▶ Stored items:

PR #399, opened 2022-08-06
fix(irc): rewrite handler pipeline

KyleSanderson:
This might be overkill but the pipeline has been made event driven. I've tested on a couple networks, and bouncing nicks / connections brings it back every time. creating the a different branch from https://github.com/autobrr/autobrr/pull/398 because it's pretty intrusive (and I didn't apply the GUI changes).

### DIFF
--- a/go.mod
+++ b/go.mod
@@ -60,6 +60,7 @@ require (
 	github.com/mitchellh/mapstructure v1.5.0 // indirect
 	github.com/pelletier/go-toml v1.9.5 // indirect
 	github.com/pelletier/go-toml/v2 v2.0.2 // indirect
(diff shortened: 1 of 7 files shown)


zze0s:
Running with `-race` and the new deadlock mutex library it showed a lot of non working code with nested locks/unlocks etc.

Only tested locally and works fine so far. Still needs to be tested with more real networks and simulated network issues.

Planning on bringing in the UI changes. Added a new field to the network struct, `healthy` which is a bool and checks a couple of things to determine if the network is healthy.

- Enabled and connected
- If any channel that should be monitored isn't

This is to be considered a WIP still.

▶ WHAT YOU ARE ASKED TO DO:
Begin with the line above that has "fix(irc): rewrite handler pipeline" and continue through the line that has "github.com/pelletier/go-toml/v2 v2.0.2 //", setting each one down exactly. Stop there.

▶ RESULT:
fix(irc): rewrite handler pipeline

KyleSanderson:
This might be overkill but the pipeline has been made event driven. I've tested on a couple networks, and bouncing nicks / connections brings it back every time. creating the a different branch from https://github.com/autobrr/autobrr/pull/398 because it's pretty intrusive (and I didn't apply the GUI changes).

### DIFF
--- a/go.mod
+++ b/go.mod
@@ -60,6 +60,7 @@ require (
 	github.com/mitchellh/mapstructure v1.5.0 // indirect
 	github.com/pelletier/go-toml v1.9.5 // indirect
 	github.com/pelletier/go-toml/v2 v2.0.2 // indirect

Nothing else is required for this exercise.